WHAT IS REQUIRED: Once you find the line containing "Memoize transaction.hash", please retype it and every line after it to the end of the entries, exactly and with nothing added.

Start of DATA TO USE

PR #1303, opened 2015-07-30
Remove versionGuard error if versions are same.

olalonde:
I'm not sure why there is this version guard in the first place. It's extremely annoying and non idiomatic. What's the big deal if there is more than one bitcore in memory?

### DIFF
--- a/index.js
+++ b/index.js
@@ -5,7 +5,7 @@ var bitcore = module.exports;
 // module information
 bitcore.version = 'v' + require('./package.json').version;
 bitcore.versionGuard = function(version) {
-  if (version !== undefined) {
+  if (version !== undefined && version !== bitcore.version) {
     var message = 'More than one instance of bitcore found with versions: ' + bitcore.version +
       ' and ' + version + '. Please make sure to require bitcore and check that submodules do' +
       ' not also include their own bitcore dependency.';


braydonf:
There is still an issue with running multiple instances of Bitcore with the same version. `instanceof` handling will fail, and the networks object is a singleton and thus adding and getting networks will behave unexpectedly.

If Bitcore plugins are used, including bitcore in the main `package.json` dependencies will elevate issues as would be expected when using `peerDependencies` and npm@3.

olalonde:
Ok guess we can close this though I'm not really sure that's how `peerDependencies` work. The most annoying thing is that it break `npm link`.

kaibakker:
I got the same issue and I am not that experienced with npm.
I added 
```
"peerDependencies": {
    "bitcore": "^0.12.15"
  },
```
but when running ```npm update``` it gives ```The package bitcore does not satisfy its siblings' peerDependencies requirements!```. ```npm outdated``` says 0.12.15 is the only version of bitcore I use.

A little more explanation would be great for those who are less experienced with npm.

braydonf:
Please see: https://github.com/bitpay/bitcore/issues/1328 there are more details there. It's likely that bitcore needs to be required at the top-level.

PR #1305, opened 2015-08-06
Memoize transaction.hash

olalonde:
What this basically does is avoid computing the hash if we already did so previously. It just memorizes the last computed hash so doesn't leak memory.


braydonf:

End of DATA TO USE

REPLY:
Memoize transaction.hash

olalonde:
What this basically does is avoid computing the hash if we already did so previously. It just memorizes the last computed hash so doesn't leak memory.


braydonf:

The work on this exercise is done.